3. Add § 999.600 to read as follows:
(a) Definitions. (1) Aflatoxin is one of a group of mycotoxins produced by the molds Aspergillus flavus and Aspergillus parasiticus. Aflatoxins are naturally occurring compounds produced by molds, which can be spread in improperly processed and stored nuts, dried fruits, and grains.
(2) Aflatoxin inspection certificate means a certificate issued by a USDA or USDA-accredited laboratory.

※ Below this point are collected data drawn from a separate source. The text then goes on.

PR #1282, opened 2018-03-18
Affection to Aff

Olliesama:
Invalid syntax's keep appearing during testing for everyone so this simplifies things.


ThePotatoGuy:
The store is called `mas_affection`. Changing all of these to `mas_aff` will break everything. The top of `script-topics` should have assigned the `mas_affection` store to `mas_aff`, but if that doesn't work (which I'm actually not sure why it wouldn't) then just add import lines in the labels where `mas_aff` is used or rename them back to using full scope (`store.mas_affection`).

PR #1287, opened 2018-03-19
Going away topic.

Olliesama:
Created a going away topic to prevent bad exp happening by being gone for a long time. (When we decide on the exp values during the length of time the player is gone)


Olliesama:
I'll be refining it for the new farewell system. :)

(3) Certified lots of pistachios are those for which aflatoxin inspection certificates have been issued.
(4) Customs means the U.S. Customs and Border Protection.
(5) Importation of pistachios means the release of pistachios from the custody of U.S. Customs and Border Protection.
(6) Importer means a person who engages in the importation of pistachios into the United States.
(7) Inshell pistachios means pistachios that have shells that have not been removed.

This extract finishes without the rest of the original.